Car quand je bloque gfx sur la carte intel il m'est impossible de branché un écran externe ...
donc je dois switché soit manuellement sur la nvidia ou je dois remettre en basculement automatique  ;-)


----------



## MacBookIsaPro62 (28 Août 2011)

Salut, essaye d'aller dans reglage/moniteur et coche partage video ;D


----------



## hguo (28 Août 2011)

deejay joe j'ai rien compris a ce que tu as ecrit donc je ne pense pas utiliser gfx ... ???
et je n'ai pas d'icone partage video dans moniteur :/  seulement detecter les moniteurs mais quand je clique dessus rien ne se passe


----------



## laf (28 Août 2011)

Il faut aller dans "préférences système" -> "moniteurs" Là, tu devrais voir ta TV. Si ce n'est pas le cas, il faut chercher ailleurs : TV, câble, adaptateur...


----------



## Deejay-Joe (28 Août 2011)

Gfx card statut est un freeware qui pemet le basculement manuel entre les 2 carte graphique ...
donc si tu le connais pas ces que tu ne l'utilise pas ;-)

il ce paut aussi que ton mac ne bascule pas sur la carte (nvidia ou ati je sais pas la quel tu a ) ...
il resterais sur l'intel ... et avec l'intel imposible de branché un écran externe ...

Donc pour passé sur la carte (nvidia/ ati)  Préférence systemes / économiseur d'énergie/ et la tu décoche : changemet automatique de mode graphique (qui es en fet la bascule entre les 2 carte) en décochant cette option tu sera automatiquement sur la carte (nvidia/ati) et donc sa devrais fonctionné ,quand tu ne branche plus la tv tu retourne cochez cette option ;-)


----------



## djpoulet (28 Août 2011)

Salut à tous,

j'ai eu un problème de connexion de mon Mac Mini sur ma TV, je vous en fait part ici peut être que ça peut résoudre ton problème. 

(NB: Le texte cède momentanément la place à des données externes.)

PR #5675, opened 2025-09-17
Fix sometimes window goes offscreen/random position when changing demensions

uiryuu:
- [ ] This implements/fixes issue #(?).

---

**Description:**
The calculations should be using `newSize` instead of `size`. According to blame, this appears to be a 9-year-old problem...

I vaguely remember that there's an issue (or multiple) complaining that the window jumps to a random position when advancing to the next video in the playlist. Hopefully this PR can resolve that/those issues.


lhc70000:
Cherry picked to [fix-resize-behavior](https://github.com/iina/iina/tree/fix-resize-behavior).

C'est un bug des plus bizarre que j'ai vu. Mon adaptateur Mini Display Port vers HDMI est branché sur l'entrée HDMI 3 de la TV. Lorsque que j'appuie sur le bouton HDMI 3 de la télécommande l'image n'apparait pas : aucun signal. Par contre si je switch entre les différentes entrées avec le bouton Input Next, alors là quand j'arrive sur HDMI 3 l'image apparait. 
Je ne sais pas d'où le problème vient, mais j'ai ce comportement depuis toujours et c'est le seul moyen que j'ai trouvé pour y remédier. 
Pour info la marque de ma TV est Samsung.


----------



## hguo (28 Août 2011)

Deejay joe je n'ai pas cette possibilité de cocher changement auto de mode ... ??
je suis sous lion 10.7.1 avec un mbp 8.1 acheté il y a moins de trois mois
dpoulet jai essayé ta technique mais ca ne marche pas


est ce que le fait que je nai pas un adaptateur apple mais d'une sous marque que cela peut ne pas marcher ou rien a voir ?


----------



## Deejay-Joe (28 Août 2011)

ton mac est un 13 ou 15 ?


----------



## hguo (28 Août 2011)

13 !!


----------



## Deejay-Joe (29 Août 2011)

LOLLL oker tu n'a pas de carte graphique alors ... ces le chipset intel ... donc pas de switch entre 2 carte ;-)
loll


----------



## hguo (30 Août 2011)

c'est bon en fait j'ai ramené l'adaptateur HAMA et acheté un cable direct Dr bott !! ca marche niquel j'ai meme le son en direct sur la télé !!!


----------



## Deejay-Joe (30 Août 2011)

oker cool ;-)


----------



## albeniot (15 Décembre 2011)

J'ai une télé avec deux ports HDMI. J'ai relié avec un câble HDMI la télé et le Macpro avec un adaptateur Mini DisplayPort acheté chez MacWay ... rien ne se passe, malgré changement de port télé, essai d'un autre câble, redémarrages multiples de la télé et de l'ordi.
Le seul écran détecté par les préférences système Moniteur, est celui du Mac.
Merci de votre aide.


----------



## smarmott (20 Mars 2012)

bonjour,

Merci Deejay-Joe, ça faisait longtemps que je cherchais sans trouver de solution (à part avec boot camp pour brancher ma tv sur le mac).
gfx card était bien responsable.

Bonne journée.


----------